Nooyi had already convinced the company to split off its fast food chains, spend A$19 million on Quaker Oats (which owned Gatorade), dairy and juice brands; and now pushed to add water, and hummus brands. Nooyi wanted PepsiCo to be seen as the sustainable, responsible, health-conscious corporate citizen.
Changing and repositioning a food and beverage giant
But, how do you reposition yourself from being a company that profited from sugary drinks and junk food to being seen to be at all interested in your customers’ good health?
Indra took on board something she said in an interview with Fortune magazine; the best advice she’d ever received was embrace tough assignments.
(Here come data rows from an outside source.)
PR #339, opened 2022-11-30
Track queries using Postgres internal query ID

seanlinsley:
This PR adds an internal query ID cache to improve our ability to match query stats to the correct fingerprint, even if that query happens to churn out of `pg_stat_statements` by the time the next full snapshot rolls around.

This also adds improved tracking of truncated queries using `pg_stat_activity.query_id` in Postgres 14 and above.


state/postgres_statement.go
```diff
@@ -104,3 +104,11 @@ func (stmt DiffedPostgresStatementStats) Add(other DiffedPostgresStatementStats)
...
 	}
 }
+
+type QueryIdentity struct {
+	QueryID int64
+	Fingerprint uint64
+	LastSeen time.Time
+}
+
+type QueryIdentityMap map[int64]QueryIdentity
```
seanlinsley, line 114: It looks like query IDs are globally unique, since the relation ID of referenced tables is used when generating the fingerprint:

https://github.com/postgres/postgres/blob/fc7852c6cb89a5384e0b4ad30874de92f63f88be/src/backend/utils/misc/queryjumble.c#L285

The question is: are duplicate query IDs across databases (that were for entirely different queries) a big enough issue that we need to track which database the query ID came from in `QueryIdentityMap`?

runner/full.go
```diff
@@ -254,3 +257,27 @@ func CollectAllServers(servers []*state.Server, globalCollectionOpts state.Colle
...
+		return oldMap
+	}
+	slice := make([]state.QueryIdentity, 0, len(oldMap))
+	for _, identity := range oldMap {
+		slice = append(slice, identity)
+	}
+	sort.Slice(slice, func(i, j int) bool {
+		return slice[i].LastSeen.Before(slice[j].LastSeen)
+	})
+	for _, identity := range slice[:min(len(oldMap), 100000)] {
```
keiko713, line 272: will this `min(len(oldMap), 100000)` ever be `len(oldMap)` given that you have the early condition of `if len(oldMap) < 100000 {`?

seanlinsley: good catch, it looks like `len(oldMap)` will never be used

state/postgres_statement.go
msakrejda: Checking pg_stat_statements in our own database, it looks like we have ~0.15% dupes. That's pretty small, but maybe not small enough that we can just ignore it. In our case, though, all the dupes are in one database. What's the impact of collisions here? We may associate stats with the incorrect query text?

output/transform/util.go
```diff
@@ -82,10 +91,15 @@ func upsertQueryReferenceAndInformationSimple(server *state.Server, refs []*snap
 	idx := int32(len(refs))
 	refs = append(refs, &newRef)
 
+	normalizedQuery := util.NormalizeQuery(originalQuery, server.Config.FilterQueryText, trackActivityQuerySize)
+	if normalizedQuery == util.QueryTextTruncated {
+		normalizedQuery = ""
+	}
```
msakrejda, line 97: I don't follow this change to the truncated query handling. I see you replace the marker text with the empty string, but I don't understand what impact that has. Should we add a comment here? Or should this be happening in NormalizeQuery, and we can explain it there?

msakrejda (commented):
I'm not sure what to do about the risk of dupes here. The chance is very small, but the consequences seem potentially very confusing, and there's not a great way for us to diagnose this, right? I guess we could log warnings if `count(queryid)` differs from `count(distinct queryid)` but I don't think we can make them actionable. Or we could disable this behavior in those cases? Or should we make this configurable via collector setting? I think even then, we'd need to highlight collisions somehow, since this could get pretty confusing.

Thoughts?

output/transform/util.go
seanlinsley: >I see you replace the marker text with the empty string, but I don't understand what impact that has.

The internal PR this is paired with skips over queries whose query text is empty. It could just as well be a new query text placeholder to self-document the behavior, I just didn't want to send extra bytes that are going to be discarded.

>Or should this be happening in NormalizeQuery, and we can explain it there?

I kept it here to avoid changing the full snapshot behavior, which also uses `util.NormalizeQuery`

state/postgres_statement.go
seanlinsley: Yes, the stats could end up being associated with the wrong query in that case. But we only fall back to this identity map for queries that have churned out of `pg_stat_statements` since the last full snapshot so it may not be a big deal.

output/transform/util.go
msakrejda: Got it. I think it's okay to use the empty string as a sentinel, but maybe we should add a comment here? It's pretty hard to tell why this is flagged as empty text.

state/postgres_statement.go
msakrejda: So you think altogether it's unlikely enough that we can just ignore it? I'm a little reluctant to go with that (because if this does bite you, it will be basically impossible to figure out), but given the odds, it doesn't seem unreasonable, and I don't have a great idea on how to surface the problem. (And I don't think it's worth talking about it as a potential problem, since it's so unlikely).

output/transform/util.go
seanlinsley: Reviewing this again, I'm not really sure why I made this change. Since we're discussing elsewhere that we may want to stop storing queries using placeholder text, it may be better to keep this as `<truncated query>`

state/postgres_statement.go
lfittl: Trying to think through this:

1) Queries on two different databases having the same queryid, e.g. `SELECT 1` would have the same queryid, despite it being on different databases (since it doesn't involve any table OID that'd be database specific)

2) A hash collision with the Postgres `queryid`, i.e. two entirely unrelated queries in two different databases having the same queryid (if it was the same database we wouldn't know about it, since they'd just end up being a single entry in pgss)

If I understand the conversation so far, you're talking about (2) here, though I'm not sure if the 0.15% statistic that @msakrejda referenced is for actual hash collisions? (I'd be surprised, I'm assuming its more likely these are actually identical queries).

Assuming the hash collision case (2), what would happen today:

1. database A has queryid 1, and querytext X
2. database B also has queryid 1, but querytext Y
3. we loop through the stat statements entries, fingerprinting each based on the querytext, and end up with two distinct query fingerprints (and thus associate to the correct query entry in pganalyze)

Now assuming that in a future iteration of this PR we actually check the cache first and don't fingerprint if needed, the problem here would be that we are now associating to the wrong query in the case of the collision.

I'm 50/50 on whether this is a problem in practice. Hash collisions could occur (and the standard Postgres hash function used in pgss isn't the best hash function either), but it does seem a quite unlikely edge case, and we are not in a security sensitive context here, the way I look at it.

The one thing I would be worried about from a security perspective is in case we consider caching query text here as well (or if this mapping is relied on elsewhere to get the text), because doing a simple mapping here could cause query text to cross a security boundary (in the pganalyze app you may be restricted to viewing a single database on a server).

Maybe its better to just use the full triplet (i.e. `(database_id, role_id, queryid)`) for the mapping here, to avoid any accidental errors?

input/postgres/statements.go
```diff
@@ -234,6 +235,20 @@ func GetStatements(server *state.Server, logger *util.Logger, db *sql.DB, global
 		if showtext {
 			statementTexts[key] = receivedQuery.String
 		}
+		if queryID.Valid && showtext {
+			if server.PrevState.QueryIdentities == nil {
+				server.PrevState.QueryIdentities = make(state.QueryIdentityMap)
+			}
+			if identity, ok := server.PrevState.QueryIdentities[queryID.Int64]; ok {
+				identity.LastSeen = time.Now()
+			} else {
```
lfittl, line 244: It may be worth caching `time.Now()` at the beginning of the function, or using the collected at time - getting the time ~5000 times (or more, depending on query count and pg_stat_statements.max) isn't free, I think.

input/postgres/statements.go
```diff
@@ -234,6 +235,20 @@ func GetStatements(server *state.Server, logger *util.Logger, db *sql.DB, global
...
+				server.PrevState.QueryIdentities[queryID.Int64] = state.QueryIdentity{
+					QueryID:     queryID.Int64,
+					Fingerprint: util.FingerprintQuery(receivedQuery.String, server.Config.FilterQueryText, -1),
+					LastSeen:    time.Now(),
+				}
```
lfittl, line 249: We generally don't mutate `server.PrevState` in the input functions - is there a way to write this, that avoids this?

(maybe `QueryIdentities` shouldn't be in state after all, but rather be a separate variable on the `Server` struct? That way we could also have a separate mutex for it, making it easier to have concurrent activity snapshots access its information)

output/transform/util.go
```diff
@@ -61,8 +62,16 @@ func upsertQueryReferenceAndInformation(s *snapshot.FullSnapshot, statementTexts
...
-func upsertQueryReferenceAndInformationSimple(server *state.Server, refs []*snapshot.QueryReference, infos []*snapshot.QueryInformation, roleIdx int32, databaseIdx int32, originalQuery string, trackActivityQuerySize int) (int32, []*snapshot.QueryReference, []*snapshot.QueryInformation) {
-	fingerprint := util.FingerprintQuery(originalQuery, server.Config.FilterQueryText, trackActivityQuerySize)
+func upsertQueryReferenceAndInformationSimple(server *state.Server, refs []*snapshot.QueryReference, infos []*snapshot.QueryInformation, roleIdx int32, databaseIdx int32, queryID null.Int, originalQuery string, trackActivityQuerySize int) (int32, []*snapshot.QueryReference, []*snapshot.QueryInformation) {
+	var fingerprint uint64
+	if server.PrevState.QueryIdentities != nil && queryID.Valid {
+		if identity, ok := server.PrevState.QueryIdentities[queryID.Int64]; ok {
+			fingerprint = identity.Fingerprint
+		}
+	}
+	if fingerprint == 0 {
```
lfittl, line 72: Are you sure `0` isn't a valid hash value?

runner/full.go
```diff
@@ -67,6 +68,8 @@ func collectDiffAndSubmit(server *state.Server, globalCollectionOpts state.Colle
 		newState.StatementStats = transientState.ResetStatementStats
 	}
 
+	newState.QueryIdentities = pruneQueryIdentities(newState.QueryIdentities)
```
lfittl, line 71: As noted in a parallel comment, I think it may be better to put `QueryIdentities` directly on the `Server` struct, since it doesn't follow the usual prev state => new state handling, and is used outside of full snapshots.

output/transform/util.go
```diff
@@ -61,8 +62,16 @@ func upsertQueryReferenceAndInformation(s *snapshot.FullSnapshot, statementTexts
 	return idx
 }
 
-func upsertQueryReferenceAndInformationSimple(server *state.Server, refs []*snapshot.QueryReference, infos []*snapshot.QueryInformation, roleIdx int32, databaseIdx int32, originalQuery string, trackActivityQuerySize int) (int32, []*snapshot.QueryReference, []*snapshot.QueryInformation) {
-	fingerprint := util.FingerprintQuery(originalQuery, server.Config.FilterQueryText, trackActivityQuerySize)
+func upsertQueryReferenceAndInformationSimple(server *state.Server, refs []*snapshot.QueryReference, infos []*snapshot.QueryInformation, roleIdx int32, databaseIdx int32, queryID null.Int, originalQuery string, trackActivityQuerySize int) (int32, []*snapshot.QueryReference, []*snapshot.QueryInformation) {
+	var fingerprint uint64
+	if server.PrevState.QueryIdentities != nil && queryID.Valid {
+		if identity, ok := server.PrevState.QueryIdentities[queryID.Int64]; ok {
```
lfittl, line 68: I think this may be accessing server.PrevState without holding the `server.StateMutex` (since activity snapshots don't acquire that mutex, only the separate `ActivityStateMutex`)

lfittl (commented):
Overall looks like the right direction - there is a concurrency issue here with accessing the `server.PrevState` in an activity snapshot whilst not holding the `server.StateMutex`.

I think we should resolve that by just giving this its own variable and mutex on the `Server` struct, and then lock/unlock the mutex as needed.

state/postgres_statement.go
seanlinsley: >Now assuming that in a future iteration of this PR we actually check the cache first and don't fingerprint if needed, the problem here would be that we are now associating to the wrong query in the case of the collision.
>
>I'm 50/50 on whether this is a problem in practice. Hash collisions could occur (and the standard Postgres hash function used in pgss isn't the best hash function either), but it does seem a quite unlikely edge case, and we are not in a security sensitive context here, the way I look at it.

I implemented that in a followup PR: #346. I don't think hash collisions in this case are likely enough to warrant a more complex implementation at this point in time.

>Maybe its better to just use the full triplet (i.e. (database_id, role_id, queryid)) for the mapping here, to avoid any accidental errors?

FWIW it looks like composite key maps aren't as fast as we'd expect (from the #346 screenshot):

Screenshot 2022-12-16 at 3 29 04 PM

lfittl: Can you run a more isolated benchmark on the performance difference here?

I think the added complexity isn't an issue, since using the full triplet would match what we're doing elsewhere with `PostgresStatementKey` -- and doing it differently actually makes it more complex because now we have to remember when to use a simple queryId and when to use the full `PostgresStatementKey` (and as mentioned we can't just change things to always use `queryId` as the key).

seanlinsley: Changing to a composite key would necessarily mean increasing the cache size limit. The collector already has an unresolved memory consumption issue, and I worry that increasing the cache size further is going to make that worse.

seanlinsley: I'll work on building a standalone benchmark script when I'm back from holidays. There might be an argument to drop `PostgresStatementKey` across the board in favor of the query ID on its own.

lfittl: > Changing to a composite key would necessarily mean increasing the cache size limit.

With cache size limit you mean the 100k entries limit on the map?

I'm not sure if that'd need to be raised if the key also includes the database ID and role ID - the overall number of entries shouldn't actually increase much, unless we have hash collisions (which would no longer be the same entry), or the same query without table references runs on multiple databases.

Adding the role ID on the other hand may have such an effect (e.g. imagine a workload using short-lived roles), so there may be an argument for only doing `(database_id, queryid)` without the role ID.

> There might be an argument to drop PostgresStatementKey across the board in favor of the query ID on its own.

I don't think we can drop it across the board because of the aforementioned issue with the same queryid having different text on different databases, and that being security-relevant (e.g. imagine db1 is for tenant1, and has a query comment like `SELECT 1 /* user.email: tenant1@example.com */` and db2 has `SELECT 1 /* user.email: tenant2@example.com */`)

Therefore we'd need to keep the `PostgresStatementKey` use for any maps mapping to query texts at the very least, and anything related to statistics is also problematic (since there you need it to count each database separately).

msakrejda: >If I understand the conversation so far, you're talking about (2) here, though I'm not sure if the 0.15% statistic that @msakrejda referenced is for actual hash collisions? (I'd be surprised, I'm assuming its more likely these are actually identical queries).

They were queries with identical queryids occurring multiple times in `pg_stat_statements`. However, investigating further, it looks like this is all due to different records across separate `userid`s in `pg_stat_statements`. If I filter down to a single user, we have no collisions.

seanlinsley: > Therefore we'd need to keep the `PostgresStatementKey` use for any maps mapping to query texts at the very least, and anything related to statistics is also problematic (since there you need it to count each database separately).

Good point.

Am I misremembering, or had we previously discussed no longer distinguishing between user roles for queries, since it creates a confusing user experience? If so we could improve the map hashing time by using an array/slice (that's indexed into based on `DatabaseIdx`) which itself contains a map of the query ID, and whatever data is being stored.

https://gist.github.com/seanlinsley/dd7b2bf8d09b6ba710d27044794f86c5#file-map_test-go-L182

Screenshot 2022-12-28 at 11 41 50 AM

But that's all a tangent. For this PR specifically, do you think `QueryIdentityMap` needs to be scoped per database?

input/postgres/statements.go
seanlinsley: Would we write the cache to a separate file or skip persisting it? I could see arguments for both: saving it would make missing fingerprints much less likely if the collector restarts regularly (OOM), though if there was some undiscovered bug it at least wouldn't stick around across collector version updates.

output/transform/util.go
seanlinsley: How would I confirm that? `PgQuery.fingerprint('')` in Ruby generates `d8d13f8b2da6c9ad`

input/postgres/statements.go
lfittl: Good question - I think we could do it either way. Probably doesn't hurt to persist it.

If we wanted to persist it, we could simply add it to the `StateOnDisk` struct and update `WriteStateFile` and `ReadStateFile` accordingly - i.e. still keep it as a separate value on the `Server` struct itself (not have it inside state, per the above mentioned mutex issue).

output/transform/util.go
lfittl: I think thats really a [XXH3](https://github.com/Cyan4973/xxHash) question - and since I couldn't find any particular documentation that states `0` is not a possible digest result, I think we should assume it could be.

seanlinsley: Even if it's theoretically possible, surely it wouldn't be a valid query?

But let's say it's a needed change. How would we have a null type here when numbers in Go default to zero? Use a `NullInt`?

lfittl: > Even if it's theoretically possible, surely it wouldn't be a valid query?

Why couldn't it be a valid query? I don't know the necessary tokens that'd need to be the input to the fingerprint function, but it's possible that the right combination of token values produces a hash value of `0` - it's just as likely as producing e.g. a value of `42` or `123`.

> But let's say it's a needed change. How would we have a null type here when numbers in Go default to zero? Use a NullInt? Add a local boolean variable to check if it's already been set?

I think in this particular case, if we just need to know inside the function, we could just use a local boolean variable that indicates whether we found any fingerprint.

seanlinsley:
Okay, this is ready for another round of review. Note I used a `RWMutex` so compact snapshots can read from the map without blocking (since only the full snapshot updates it).

input/postgres/statements.go
```diff
@@ -234,6 +236,22 @@ func GetStatements(server *state.Server, logger *util.Logger, db *sql.DB, global
 		if showtext {
 			statementTexts[key] = receivedQuery.String
 		}
+		if queryID.Valid && showtext {
+			server.QueryIdentitiesMutex.Lock()
```
lfittl, line 240: Two thoughts:

1) Should we be holding the mutex for the full loop, not each iteration? (the trade-off here is that we block other users for longer, but are reducing the per-loop overhead slightly)

2) If we are holding it separately for each iteration, should we first acquire the mutex for reading, and only elevate the mutex to writing if we didn't find the query ID? (that would be best in terms of letting others read too, but I'm not sure if that's necessary / helpful)

input/postgres/statements.go
```diff
@@ -234,6 +236,22 @@ func GetStatements(server *state.Server, logger *util.Logger, db *sql.DB, global
...
+			if server.QueryIdentities == nil {
+				server.QueryIdentities = make(state.QueryIdentityMap)
+			}
```
lfittl, line 243: Can we do this initialization once somewhere (possibly there is a place where we already initialize other server structs?), instead of rechecking for it in each loop iteration?

input/postgres/statements.go
```diff
@@ -234,6 +236,22 @@ func GetStatements(server *state.Server, logger *util.Logger, db *sql.DB, global
...
+			if identity, ok := server.QueryIdentities[queryID.Int64]; ok {
+				identity.LastSeen = now
+			} else {
+				server.QueryIdentities[queryID.Int64] = state.QueryIdentity{
+					QueryID:     queryID.Int64,
```
lfittl, line 248: Don't we already have the queryID in the key? (since storage is at a premium here, it seems better to keep the struct as small as possible)

output/transform/util.go
```diff
@@ -61,8 +62,20 @@ func upsertQueryReferenceAndInformation(s *snapshot.FullSnapshot, statementTexts
 	return idx
 }
 
-func upsertQueryReferenceAndInformationSimple(server *state.Server, refs []*snapshot.QueryReference, infos []*snapshot.QueryInformation, roleIdx int32, databaseIdx int32, originalQuery string, trackActivityQuerySize int) (int32, []*snapshot.QueryReference, []*snapshot.QueryInformation) {
-	fingerprint := util.FingerprintQuery(originalQuery, server.Config.FilterQueryText, trackActivityQuerySize)
+func upsertQueryReferenceAndInformationSimple(server *state.Server, refs []*snapshot.QueryReference, infos []*snapshot.QueryInformation, roleIdx int32, databaseIdx int32, queryID null.Int, originalQuery string, trackActivityQuerySize int) (int32, []*snapshot.QueryReference, []*snapshot.QueryInformation) {
+	var fingerprint uint64
+	var fingerprintFound bool
+	if server.QueryIdentities != nil && queryID.Valid {
```
lfittl, line 68: I think in order to read `server.QueryIdentities` here without holding the mutex we'd have to ensure it is set outside of a mutex (i.e. when a server struct is created) - right now this could theoretically be a bad pointer read (though maybe setting a pointer is an atomic operation in Go?), e.g. when an activity snapshot calls this whilst a full snapshot just starts the GetStatements loop.

runner/full.go
```diff
@@ -254,3 +257,31 @@ func CollectAllServers(servers []*state.Server, globalCollectionOpts state.Colle
 
 	return
 }
+
+func pruneQueryIdentities(server *state.Server) {
+	max := 100000
+	if len(server.QueryIdentities) < max {
```
lfittl, line 263: I think we need to hold the mutex here already (at least for reads).

state/postgres_statement.go
```diff
@@ -104,3 +104,11 @@ func (stmt DiffedPostgresStatementStats) Add(other DiffedPostgresStatementStats)
 		BlkWriteTime:      stmt.BlkWriteTime + other.BlkWriteTime,
 	}
 }
+
+type QueryIdentity struct {
+	QueryID     int64
```
lfittl, line 109: I don't think this field is necessary - are we using it anywhere? (its already in the key of the map)

state/postgres_statement.go
```diff
@@ -104,3 +104,11 @@ func (stmt DiffedPostgresStatementStats) Add(other DiffedPostgresStatementStats)
...
+	Fingerprint uint64
+	LastSeen    time.Time
```
lfittl, line 111: I was surprised to see that the size of time.Time is 24 bytes (https://stackoverflow.com/questions/56963226/how-many-bytes-are-in-a-golang-time-object), making this pretty expensive - maybe we can instead keep a uint64 as a unix timestamp field?

input/postgres/statements.go
seanlinsley: This `rows.Next()` loop takes at least 400ms per the screenshot in #346. It's hard to say which approach is better, I had just chosen this option to avoid moving `Lock()` to line 209 and `Unlock` to line 260.

Using a read-only lock doesn't make sense here because `LastSeen` is always updated.

input/postgres/statements.go
seanlinsley: Yes, I think it makes sense to move it to the `state.Server{...}` struct construction in `main.go`

input/postgres/statements.go
seanlinsley: Good point, there's no need to store the query ID twice.

output/transform/util.go
seanlinsley: I'll update the code so the identity map always exists, so this nil check isn't needed.

state/postgres_statement.go
seanlinsley: (marking as resolved since there's the same comment elsewhere)

state/postgres_statement.go
seanlinsley: Good point, will update.

input/postgres/statements.go
```diff
@@ -234,12 +237,23 @@ func GetStatements(server *state.Server, logger *util.Logger, db *sql.DB, global
...
+				}
+			}
+		}
 		if ignoreIOTiming(postgresVersion, receivedQuery) {
 			stats.BlkReadTime = 0
 			stats.BlkWriteTime = 0
 		}
 		statementStats[key] = stats
 	}
+	server.QueryIdentitiesMutex.Unlock()
```
lfittl, line 256: Thanks for moving these around. I think that looks good, however we also need to make sure to unlock the mutex in error cases where we do an early return out of the loop (i.e. line 222).

lfittl (approved):
Nice - I think this looks good!

One more minor comment re: a missing mutex unlock, but otherwise I think this is good to ship.

input/postgres/statements.go
seanlinsley: Ah, good catch

seanlinsley:
Due to the high rate of churn, this query ID cache is ineffective in practice. Reducing churn requires changes to how applications write their queries. We've added a message in-app to explain what customers can do:

Screenshot 2023-06-22 at 11 23 53 AM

She treated it like a tough assignment and did her homework, doing what earned her a degree in maths, chemistry and physics.
Strategy advice for Indra Nooyi from Steve Jobs
She read voraciously, and sought out other transformational leaders, including tech titan Steve Jobs, who met with her for two hours on topics including strong leadership, and elevating the importance of design.
The resulting plan? Nooyi restructured the company to create and invest behind three classifications of PepsiCo products; Fun for You (Pepsi, other soft drinks, chips etc); Better for You (diet and low fat versions); Good for You (porridge oats, hummus etc).
Long term strategy threatened short term profits
But, as Fortune magazine pointed out in an article in 2012, healthy products aren’t as profitable as branded soft drink concentrate, and the stock price reflected that. Some investors weren’t happy, one inferring Indra Nooyi was trying to be Mother Theresa.
“If we want to own a company that makes nutritious beverages and snacks, we’ll go and buy (another company’s) stock,” Indra said the investor told her.
Nooyi’s decision made PepsiCo wobble for a time
Jobs had, in their meeting years before, schooled her to show anger when she was truly passionate about a decision, and so Nooyi dug in her heels, with the support of her board; nevertheless investor dissent caused media speculation about her future at PepsiCo.
In 2012, irate investors called for PepsiCo to sell off its snack food business or for Nooyi to step down, or at least announce a likely successor, Fortune magazine reported.
CEO Indra Nooyi’s potential replacement focussed on “five Cs mantra”.
Fortune said she faced an extremely demanding test, “the kind that no CEO enjoys but that most CEOs have to confront.”
Former marketing executive Brian Cornell was one PepsiCo leader tipped to replace her, quoted in the Independent as “having a mantra of focusing on "five Cs" (consumers, customers, competitors, costs, colleagues).”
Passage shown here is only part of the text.